# Clamp for Black Rapid



## RGF (Jan 13, 2016)

Hi 

I am interested in a clamp to hold camera /lens on a black rapid strap.

For small to medium sized rigs, which RRS clamp works well (I won't say best). Any other brands recommended?

For big glass (200-400 or 600 F4) do I need a larger clamp?

What about QR level. Concerned that the lever may open if I catch it on something.

Thanks


----------



## Mt Spokane Photography (Jan 13, 2016)

I use a one inch clamp from Kirk, which I purchased after Neuro recommended it. I have several Kirk clamps, they work very well. I attach the BR screw to it securely with lots of torque so it does not loosen (Neuro uses locktite). Then, I clamp to the AS plate on my camera or lens. The Kirk Clamp has never loosened for me.

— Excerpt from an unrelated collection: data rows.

Issue #933, opened 2020-02-24
check_image_size    ... bug?


JavierClearImageAI:
I think there is a bug in here: 

https://github.com/facebookresearch/detectron2/blob/316469de26f9ef8914762fd144b2c1b2ce2ffa90/detectron2/data/detection_utils.py#L73

it works wrong with images that are not landscape images... so if I use a vertical video, it shows the next error sometimes:

```
  File "/home/ubuntu/anaconda3/envs/pytorch_p36/lib/python3.6/site-packages/detectron2/data/detection_utils.py", line 87, in check_image_size
    expected_wh,
```

```
detectron2.data.detection_utils.SizeMismatchError: Mismatched (W,H) for image /home/ubuntu/new_logs_v5/train/Walnut_Veneer_Logs_0476l.jpg, got (720, 960), expect (960, 720)
```

I compared my json height and weight and the images sizes opening them with CV2, then  im.shape() and they are OK.

ppwwyyxx:
We use `PIL` to read image:
https://github.com/facebookresearch/detectron2/blob/316469de26f9ef8914762fd144b2c1b2ce2ffa90/detectron2/data/detection_utils.py#L49-L69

http://www.bhphotovideo.com/c/product/555485-REG/Kirk_QRC_1_0_QRC_1_Quick_Release_Clamp.html


----------



## kjay27 (Jan 13, 2016)

I've followed Mt Spokane and Neuro recommendations on equipment and found them to be spot on every time, so you should check out the Kirk equipment. Just to let you know, though, RRS does have clamps made especially for the Black Rapid. I personally use the RRS B2-FABN screw-knob style clamp and I really like it. The heaviest equipment I've used with it is the 6D with the 70-300 4-5.6L IS and it works great. I got the screw knob style because I don't switch equipment around very often when I'm wearing the BR strap, and I thought it would be more secure.


----------



## neuroanatomist (Jan 13, 2016)

No need for a bigger clamp – wider jaws help with balance and to resist torque in the regular orientation, but since the clamp will be 'upside down' hanging from the strap there's no advantage to a wider clamp. I'd never use a lever clamp for this application. 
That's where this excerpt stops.